O homem pode e ama por meio da sexualidade. Nessa é que está contida a genitalidade. Essa, vivida sem a certeza de que o homem é um ser para o outro, então, vai existir uma banalização da sexualidade, a qual foi deixada por Deus para que os cônjuges se complementem com o gozo. Gozo este que é a alegria de estar utilizando a capacidade de amar (de forma profunda) que os esposos experimentam a cada ato conjugal.

Não cabe um consagrado se valer dos benefícios que a vida à dois concede. Entretanto, não dispensa ao casal viver uma castidade matrimonial, ao passo que a vida nupcial pode, também, ser oferecida através de alguns sacrifícios ao Amor, o Oculto. 

Um dos caminhos que se pode traçar é pela castidade. Castidade esta que reflete na vida de cada presbítero no segmento do Cristo Casto.

A castidade é para ser praticada com intensidade e muito amor. Amor que vem do próprio Amor e é oferecido, por cada célebre a Ele mesmo.

Por isto, a maior terapia que se possa fazer para viver a castidade é o amor de Deus. O que é, então, a castidade? A castidade, tal qual ouvi de um presbítero, "é amar sem querer possuir nada ou ninguém; é ter o desejo de amar com o amor sempre mais puro; é uma autonomia do voo. É voar sem um peso na asa".

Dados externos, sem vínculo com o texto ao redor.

PR #2756, opened 2022-09-13
feat(bitgo): add lightning and lnurl examples

jamalchowdhury-bitgo-github:
Ticket: [BG-56923](https://bitgoinc.atlassian.net/browse/BG-56923)
Added examples in JavaScript and TypeScript showcasing Lightning/LNURL services in BitGoJS.
Includes:
- Checking a wallet's lightning balance.
- Getting a lightning deposit address and depositing on-chain funds to a wallet's lightning balance.
- Withdrawing from a wallet's lightning balance to on-chain funds.
- Making a lightning payment.
- Creating a lightning invoice.
- Paying an lnurl request.

### DIFF
--- a/modules/bitgo/example/ts/btc/make-lightning-deposit.ts
+++ b/modules/bitgo/example/ts/btc/make-lightning-deposit.ts
@@ -1,0 +1,35 @@
+/**
+ * Create lightning deposit address and deposit on-chain funds to a wallet's lightning balance.
+ *
+ * Copyright 2022 BitGo, Inc.  All Rights Reserved.
+ */
+const BitGoJS = require('bitgo');
+
+// change this to env: 'prod' when you are ready for production
+const env = 'test';
+// change coin to 'btc' when working with production
+const coin = env === 'test' ? 'tbtc' : 'btc';
+
+const bitgo = new BitGoJS.BitGo({ env });
+
+// set your access token here
+const accessToken = '';
+
+// set your wallet ID here
+const walletId = '';
+
+async function makeLightningDeposit() {
+  bitgo.authenticateWithAccessToken({ accessToken });
+  const wallet = await bitgo.coin(coin).wallets().get({ id: walletId });
+  const lightning = wallet.lightning();
+
+  const initialLightningBalance = await lightning.getBalance();
+  console.log('Initial Lightning Balance:', initialLightningBalance.balance);
+  const initialBalance = wallet.balance();
+  console.log('Initial Balance:', initialBalance);
+
+  const deposit = await lightning.deposit({ amount: 100000 });
+  console.log('Deposit Response:', deposit);
+}
+
+makeLightningDeposit().catch(console.error);
--- a/modules/bitgo/example/README.md
+++ b/modules/bitgo/example/README.md
@@ -41,6 +41,15 @@ In this directory, you can find examples on how to use the BitGoJS SDK with Type
 * [Enable Token](./ts/algo/enable-token.ts)
 * [Transaction with emergency param](./ts/algo/transaction-with-emergency-param.ts)
 
+### Bitcoin Lightning (BTC)
+
+* [Check Lightning Balance](./ts/btc/check-lightning-balance.ts)
+* [Create Lightning Invoice](./ts/btc/create-lightning-invoice.ts)
+* [Withdraw Lightning Balance](./ts/btc/withdraw-lightning-balance.ts)
+* [Make Lightning Deposit](./ts/btc/make-lightning-deposit.ts)
+* [Make Lightning Payment](./ts/btc/make-lightning-payment.ts)
+* [Pay LNURL Request](./ts/btc/pay-lnurl-request.ts)
+
 ### Ethereum (ETH)
 
 * [Create Wallet Address](./ts/eth/create-wallet-address.ts)
--- a/modules/bitgo/example/ts/btc/check-lightning-balance.ts
+++ b/modules/bitgo/example/ts/btc/check-lightning-balance.ts
@@ -1,0 +1,31 @@
+/**
+ * Check the lightning balance of a wallet.
+ *
+ * Copyright 2022 BitGo, Inc.  All Rights Reserved.
+ */
+const BitGoJS = require('bitgo');
+
+// change this to env: 'prod' when you are ready for production
+const env = 'test';
+// change coin to 'btc' when working with production
+const coin = env === 'test' ? 'tbtc' : 'btc';
+
+const bitgo = new BitGoJS.BitGo({ env });
+
+// set your access token here
+const accessToken = '';
+
+// set your wallet ID here
+const walletId = '';
+
+async function checkLightningBalance() {
+  bitgo.authenticateWithAccessToken({ accessToken });
+  const wallet = await bitgo.coin(coin).wallets().get({ id: walletId });
+  const lightning = wallet.lightning();
+
+  const lightningBalance = await lightning.getBalance();
+  console.log('Lightning Balance:', lightningBalance.balance);
+  console.log('Lightning Balance Available for Spending:', lightningBalance.availableBalance);
+}
+
+checkLightningBalance().catch(console.error);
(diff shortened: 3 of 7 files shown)


modules/bitgo/example/js/btc/check-lightning-balance.js
```diff
@@ -0,0 +1,31 @@
...
+async function checkLightningBalance() {
+  bitgo.authenticateWithAccessToken({ accessToken });
+  const wallet = await bitgo.coin(coin).wallets().get({ id: walletId });
+  const lightning = wallet.lightning();
+
+  const lightningBalance = await lightning.getBalance();
+  console.log('Lightning Balance:', lightningBalance.balance);
+}
+
+checkLightningBalance().catch((e) => console.error(e));
```
sangaman, line 31: Nit but here (and anywhere else you're using `.catch` in these examples) you can just do
```suggestion
checkLightningBalance().catch(console.error);
```

modules/bitgo/example/js/btc/check-lightning-balance.js
```diff
@@ -0,0 +1,31 @@
...
+// https://test.bitgo.com/enterprise/XXXXXXXXX/coin/tbtc/YYYYY/transactions
+const walletId = '';
+
+async function checkLightningBalance() {
+  bitgo.authenticateWithAccessToken({ accessToken });
+  const wallet = await bitgo.coin(coin).wallets().get({ id: walletId });
+  const lightning = wallet.lightning();
+
+  const lightningBalance = await lightning.getBalance();
+  console.log('Lightning Balance:', lightningBalance.balance);
```
sangaman, line 28: Let's log the `availableBalance` as well and call it "Lightning Balance Available for Spending"

The distinction fyi is that `availableBalance` subtracts payments that are still in a pending status and may fail or succeed. This number isn't allowed to go in the negative.

modules/bitgo/example/js/btc/check-lightning-balance.js
```diff
@@ -0,0 +1,31 @@
...
+ * Check the lightning balance of a wallet.
+ *
+ * Copyright 2022 BitGo, Inc.  All Rights Reserved.
+ */
+const BitGoJS = require('bitgo');
+
+// change this to env: 'production' when you are ready for production
+const env = 'test';
+// change coin to 'btc' when working with production
+const coin = 'tbtc';
```
sangaman, line 11: How about
```suggestion
const coin = env === 'prod' ? 'btc' : 'tbtc';
```

modules/bitgo/example/js/btc/create-lightning-invoice.js
```diff
@@ -0,0 +1,31 @@
...
+// https://test.bitgo.com/enterprise/XXXXXXXXX/coin/tbtc/YYYYY/transactions
+const walletId = '';
+
+async function createLightningInvoice() {
+  bitgo.authenticateWithAccessToken({ accessToken });
+  const wallet = await bitgo.coin(coin).wallets().get({ id: walletId });
+  const lightning = wallet.lightning();
+
+  const walletInvoice = await lightning.createInvoice({ value: 100000, memo: 'Test Payment' });
+  console.log('Wallet Invoice:', walletInvoice.invoice);
```
sangaman, line 28: I think rather than "Wallet Invoice" it'd be more accurate/specific to call this a "Lightning Invoice"

modules/bitgo/example/js/btc/make-lightning-deposit.js
```diff
@@ -0,0 +1,39 @@
...
+
+  const lightningDepositAddress = await lightning.createDepositAddress();
+  console.log('Lightning Deposit Address:', lightningDepositAddress.address);
+
+  const initialLightningBalance = await lightning.getBalance();
+  console.log('Initial Lightning Balance:', initialLightningBalance.balance);
+  const initialBalance = wallet.balance();
+  console.log('Initial Balance:', initialBalance);
+
+  const deposit = await lightning.deposit({ amount: 100000, address: lightningDepositAddress.address });
```
sangaman, line 35: I think we can simplify this a bit and not make the separate `createDepositAddress` call. If we don't pass an `address` to `lightning.deposit` it will make one for us.

As a side note, I'm actually thinking we should remove `address` as a param for `lightning.deposit` altogether. We're not checking that the provided address is actually a lightning address, and there's no easy way to check for that.

modules/bitgo/example/js/btc/make-lightning-payment.js
```diff
@@ -0,0 +1,36 @@
...
+async function makeLightningPayment() {
+  bitgo.authenticateWithAccessToken({ accessToken });
+  const wallet = await bitgo.coin(coin).wallets().get({ id: walletId });
+  const lightning = wallet.lightning();
+
+  const initialLightningBalance = await lightning.getBalance();
+  console.log('Initial Lightning Balance:', initialLightningBalance.balance);
+
+  await bitgo.unlock({ otp: '000000', duration: 3600 });
+  const walletInvoice = await lightning.createInvoice({ value: 1000, memo: 'Test Payment' });
```
sangaman, line 31: In this case the wallet would be paying itself, which we could do but I think might be confusing. Maybe just declare something like

```
const invoiceToPay = ''; // set the invoice you want to pay here
```

modules/bitgo/example/js/btc/withdraw-lightning-balance.js
```diff
@@ -0,0 +1,36 @@
...
+  bitgo.authenticateWithAccessToken({ accessToken });
+  const wallet = await bitgo.coin(coin).wallets().get({ id: walletId });
+  const lightning = wallet.lightning();
+
+  const initialLightningBalance = await lightning.getBalance();
+  console.log('Initial Lightning Balance:', initialLightningBalance.balance);
+  const initialBalance = wallet.balance();
+  console.log('Initial Balance:', initialBalance);
+
+  const fixtureWithdraw = await lightning.withdraw({ value: 10000 });
```
sangaman, line 32: Why is this called `fixtureWithdraw`? I think it could just be `withdrawResponse`.

sangaman (changes requested):
I realize I made all my comments on the .js files when I meant to comment on .ts. So please make feedback updates to the ts files. The examples README says this about js:

> In this directory, you can find examples on how to use the BitGoJS SDK with JavaScript. These examples use coroutine syntax with yield.

So I dunno if you'd want to refactor the js examples to use `yield` to be consistent with that comment - or I'd also be fine with dropping them and just having `.ts` examples.

Also I think it'd be nice to include a "lightning" section in the examples README.md that links to these.

Otherwise this is awesome and will be a great resource for new BitGo lightning users.

modules/bitgo/example/ts/btc/make-lightning-deposit.ts
```diff
@@ -0,0 +1,39 @@
...
+// change coin to 'btc' when working with production
+const coin = 'tbtc';
+
+const bitgo = new BitGoJS.BitGo({ env });
+
+// set your access token here
+const accessToken = '';
+
+// set your wallet from the YYYYY parameter here in the URL on app.bitgo-test.com
+// https://test.bitgo.com/enterprise/XXXXXXXXX/coin/tbtc/YYYYY/transactions
```
mmcshinsky-bitgo, line 19: // https://api.bitgo.com/enterprise/XXXXXXXXX/coin/tbtc/YYYYY/transactions
Where is the documentation for this endpoint?

modules/bitgo/example/js/btc/check-lightning-balance.js
jamalchowdhury-bitgo-github: Added `const coin = env === 'test' ? 'tbtc' : 'btc';` because TypeScript complains the other way round.

sangaman (dismissed):
Good stuff, TY.

mmcshinsky-bitgo (approved):

mmcshinsky-bitgo:
@jamalchowdhury-bitgo-github LGTM. You need to sign the commits for this to be able to merge.

mmcshinsky-bitgo (approved):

A castidade sendo este "amar sem querer possuir nada ou ninguém", remete-me ao que tinha me perguntado: "... é pecado para o padre?" A resposta para esta sua indagação toma-se bastante clara com a citação feita acima, porque o padre tem que apresentar um coração indiviso e principalmente assemelhar-se ao coração do Cristo. Um coração casto. Por isto e tantas outras coisas, que é pecado para qualquer padre que beija — usando sentimentos — qualquer pessoa que seja. Ele é chamado a viver uma íntima relação com o Amor. O padre é um homem do Amor e não para o amor.

09.

O presbítero é um homem que consagra a sua vida ao Amor. Ele pode dar-se aos outros, no serviço, através do amor. Isto ele deve realizar de forma consciente e gratuita. Uma gratuidade que se manifesta pelo zelo e pelo pastoreio das ovelhas que a ele são confiadas.

Pastorear é ser pastor. E ser pastor requer uma cautela e um amor por suas ovelhas a ponto de dar a própria vida em resgate de uma que por ventura venha a se desgarrar do rebanho. O pastor dá a vida em prol das ovelhas, jamais ele tem a coragem de usar destas pobres ovelhas para fazê-las o mal.

Desta forma, o pastor é obsequiado a sarar todas as doenças de suas ovelhas e, se alguma se perder, o primeiro responsável é, sem dúvida, o pastor. Porque é ele quem deve conduzir cada ovelha ao Amor.

Esta é uma das funções do pastor: encaminhar seu rebanho ao encontro do seu Senhor. O pastor não pode ferir as ovelhas, ao contrário, como já disse, tem que cura-las de suas feridas com o amor espiritual e não utilizar a doença da ovelha para alimentar em si o amor terreno.

10.

Agora posso responder a dúvida. Sempre será pecado para o padre, pois ele tem a consciência de que cada pessoa ama na sua capacidade de amar. E pode não ser pecado para a garota, uma vez que o padre não conte a ela ou mesmo que ela não saiba do estado de vida do padre. E pecado tanto para um como para o outro se a garota sabe do estado de vida do servo de Deus e mesmo assim deixa estampar seus sentimentos por ele.

11.

No desfecho dessa reflexão, é plausível fixar que, com os fatos e as experiências da mesma existência não se fala para as várias vivências. Cada existente tem na sua vida um ponto, o qual o fez pensar diferente ou mesmo reflete sobre seu existir, seu relacionar com as pessoas. Porque cada ser humano que está no mundo não fica sem se relacionar com outro ser. 

Nisto encontra não só as experiências de cada homem, mas também o próprio sentido do seu existir e o existir do outro tirando este de uma miséria afetiva e dando-lhe a dignidade de uma pessoa.

O outro, com a compostura de uma pessoa, passa a ser inteiramente outro que se dá na relação interpessoal pela manifestação do corpo e da sua sexualidade. Esta manifestação é que vai elevar a dignidade do ser humano como sendo um ser corporal.